Thailand’s central bank has launched targeted audits of high-volume stablecoin activity, focusing on USDT, as part of a broader campaign to disrupt money laundering, illicit finance and the country’s so-called “gray economy.”
The Bank of Thailand is coordinating with the Securities and Exchange Commission to trace and review large stablecoin transfers alongside cash transactions, currency-exchange activity and gold trading. Officials say the aim is to identify and halt suspicious flows into and out of regulated channels.
“The measures we are implementing are not short-term fixes; they require the continuous deployment of multiple parallel strategies,” Bank of Thailand Governor Vitai Ratanakorn said, underscoring that the effort will combine several regulatory and monitoring tools.
Authorities are especially concerned about the gray economy — largely cash-based activity that may originate from dubious sources, including scam call centers. While official totals for gray-market activity are unavailable, reported scam losses reached about 115 billion baht (roughly $3.4 billion) in 2025, with some 173 million scam calls and texts recorded that year.
Stablecoins such as USDT are attractive for moving large sums because they enable near-instant cross-border settlement. The new audits will therefore include suspicious stablecoin transactions alongside expanded compliance expectations for commercial banks and other financial intermediaries.
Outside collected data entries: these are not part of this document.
PR #126, opened 2022-07-04
Fix bug in checking of path for ExportCallback

mstoelzle:
If any path not equal to a directory is specified, the current implementation throws an error that the export path does not exist. However, it should also be possible to use filenames (instead of just dirnames) such as:
```python
path="dirname/filename"
```
and then the first batch of data should be for example saved as `dirname/filename_0.dat.npz`.


skim0119:
@mstoelzle

Thank you for the bug report. I see the problem you pointed out, but I don't think it solves the entire problem. The module does not have a test case for saving `numpy` or `pickle` format, which is probably why the bug slipped. I'm moving this to #127, and I'll update the fix in `v0.2.4`.

PR #130, opened 2022-07-11
Update ExportCallback

### LINKED ISSUE #127: Fix bug in checking of path for ExportCallback
<a href="https://github.com/mstoelzle"></img></a> **Issue by [mstoelzle](https://github.com/mstoelzle)**
_Originally opened as https://github.com/GazzolaLab/PyElastica/pull/126_

----

If any path not equal to a directory is specified, the current implementation throws an error that the export path does not exist. However, it should also be possible to use filenames (instead of just dirnames) such as:
```python
path="dirname/filename"
```
and then the first batch of data should be for example saved as `dirname/filename_0.dat.npz`.

skim0119:
##  Note

resolve #127 

- Fix bugs in saving
- Parameter `filename` and `directory` is added for clarity.
- New directory will be created if it does not exist.
- Added `get_last_saved_path` method for path check.
- Added `close` and `clear` instead of `__del__` which could be more vulnerable to other exceptions.
- Added more test cases.

### DIFF
--- a/elastica/callback_functions.py
+++ b/elastica/callback_functions.py
@@ -144,7 +144,9 @@ class ExportCallBack(CallBackBaseClass):
         # Assertions
         MIN_STEP_SKIP = 100
         if step_skip <= MIN_STEP_SKIP:
-            logging.warning(f"We recommend ({step_skip=}) at least {MIN_STEP_SKIP}")
+            logging.warning(
+                f"We recommend (step_skip={step_skip}) at least {MIN_STEP_SKIP}"
+            )
         assert (
             method in ExportCallBack.AVAILABLE_METHOD
         ), f"The exporting method ({method}) is not supported. Please use one of {ExportCallBack.AVAILABLE_METHOD}."
--- a/elastica/callback_functions.py
+++ b/elastica/callback_functions.py
@@ -129,7 +129,7 @@ class ExportCallBack(CallBackBaseClass):
             interval.
         filename : str
             Name of the file without extension. The extension will be
-            determined depend on the method. 
+            determined depend on the method.
         directory : str
             Path to save the file. If directory doesn't exist, it will
             be created. Any existing files will be overwritten.
@@ -152,7 +152,9 @@ class ExportCallBack(CallBackBaseClass):
 
         # Create directory
         if os.path.exists(directory):
-            logging.warning(f"Save file already exists in {directory}. Files will be overwritten")
+            logging.warning(
+                f"Save file already exists in {directory}. Files will be overwritten"
+            )
         os.makedirs(directory, exist_ok=True)
 
         # Argument Parameters
@@ -215,7 +217,7 @@ class ExportCallBack(CallBackBaseClass):
             )
 
         if (
-            self.buffer_size > ExportCallBack.FILE_SIZE_CUTOFF
+            self.buffer_size > self.FILE_SIZE_CUTOFF
             or (current_step + 1) % self.file_save_interval == 0
         ):
             self._dump()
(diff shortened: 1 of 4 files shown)


armantekinalp (approved):
LGTM

elastica/callback_functions.py
```diff
@@ -111,52 +113,59 @@ class ExportCallBack(CallBackBaseClass):
...
-        path : str
-            Path to save the file. If directories are prepended,
-            they must exist. The filename depends on the method.
-            The path is not expected to include extension.
+        filename : str
+            Name of the file without extension. The extension will be
+            determined depend on the method.
+        directory : str
+            Path to save the file. If directory doesn't exist, it will
+            be created. Any existing files will be overwritten.
```
mstoelzle, line 134: This should probably say:

_Directory to save the file. If directory doesn't exist, it will be created. Any existing files in the directory will be overwritten._

elastica/callback_functions.py
```diff
@@ -111,52 +113,59 @@ class ExportCallBack(CallBackBaseClass):
...
             method in ExportCallBack.AVAILABLE_METHOD
         ), f"The exporting method ({method}) is not supported. Please use one of {ExportCallBack.AVAILABLE_METHOD}."
-        # TODO: Assertion is temporarily disabled. Should be fixed with #127
-        # assert os.path.exists(path), "The export path does not exist."
+
+        # Create directory
+        if os.path.exists(directory):
+            logging.warning(
+                f"Save file already exists in {directory}. Files will be overwritten"
+            )
```
mstoelzle, line 158: I think in the current version of the code, this is a bug. Because the if statement doesn't check if a **file** exists, but rather checks if a **directory** exists. Therefore, the warning is misleading. I would propose the following code:
```py
if not os.path.exists(directory):
           os.makedirs(directory) 
```

And then later when `file_path` is defined:
```py
if not os.path.exists(file_path):
             logging.warning(
                  f"Save file already exists in {directory}. Files will be overwritten"
              )
```

mstoelzle (commented):
I think there is a potential bug / misleading warning when checking the directory

elastica/callback_functions.py
skim0119: I don't see why the first change is needed. With current code, the directory will be created regardless of whether the directory exists. Adding an if statement makes the code redundant.

I don't think the second point is a bug. The file name will typically have numbers and extensions attached, and we don't want to throw a warning for every file we overwrite. The point here is that the directory already exists and gives a warning to the user that the previous data can be overwritten. It is up to the user whether to disregard the previous simulation or to change the directory name.

I agree that the current message can be misleading a little, and the documentation doesn't exactly describe what will happen. I'll change the warning message on the upcoming `v0.2.4` update.

elastica/callback_functions.py
skim0119: Okay, I'll clarify.

skim0119: [9e16e3d](https://github.com/GazzolaLab/PyElastica/commit/9e16e3d484d9c30673cc00897e5d06b091db08c4)

elastica/callback_functions.py
skim0119: [9e16e3d](https://github.com/GazzolaLab/PyElastica/commit/9e16e3d484d9c30673cc00897e5d06b091db08c4)

mstoelzle: I think commit https://github.com/GazzolaLab/PyElastica/commit/9e16e3d484d9c30673cc00897e5d06b091db08c4 mostly solves the mentioned issues. The only question I would pose is whether you would like to warn the user in the following case:
- The directory `my_folder` already exists, and it is either empty or there exists some file with the name `old_test_*`
- The user has specified as directory `my_folder` and as filepath `new_test`
I think in this case in might confuse the user to have a warning, as really nothing can be overwritten. It would be better to check whether any files of name `new_test_*` exists in the folder. If yes, then the warning definitely is necessary. Otherwise, it is not needed.

skim0119: Thank you for addressing your concern.

In my opinion, the `warning` is given just to let users to `note` that a previous simulation could exist. I don't think overwriting the file itself is technically an issue and **in most cases, it is desirable**. This is why I don't think having a warning at the overwriting is necessary. If the policy was to avoid overwriting, I would have prompted users if it is okay, or throw an error. Ultimately, keeping simulation data safe is the user's responsibility, and the user should be careful running the same simulation without saving previous runs.

As you said, it will throw a warning even if there is no saved data, but the fact that the folder exists could mean the script had been executed. Again, the warning is not so much about **overwriting**, but mentions potential repeated execution.

Besides practically, I would expect the user to copy the data directory to be `my_folder -> old_my_folder` instead of each file. I usually add `strftime` at the end of the folder name.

Regulatory steps will widen monitoring of cash networks, currency-exchange booths and gold bullion trading to prevent these channels from being used to launder funds or finance shadow economic activity. High-value cash transactions will require source-of-funds declarations. Exchanges that swap large-denomination banknotes for smaller notes without clear business reasons will be scrutinized, and cash deposits above 5 million baht (about $150,000) must be fully disclosed.
Thailand’s central bank still prohibits the use of digital assets and stablecoin payments as legal tender, although crypto trading remains legal and regulated. The country’s largest exchange, Bitkub, reports roughly $26 million in daily trading volume, with nearly 40% classified as forex activity and the USDT/THB pair among the most active, according to market trackers.
The current measures follow an aggressive 2025 anti-scamming effort in which banks froze some three million accounts to combat mule accounts and gray capital. That operation drew criticism after thousands of ordinary people and legitimate businesses were caught up in the restrictions, prompting calls for more precise targeting and safeguards for innocent account holders.
The Bank of Thailand and regulators say the enhanced stablecoin and cash surveillance is intended as a longer-term, coordinated response to curb illicit finance while limiting disruption to legitimate commerce.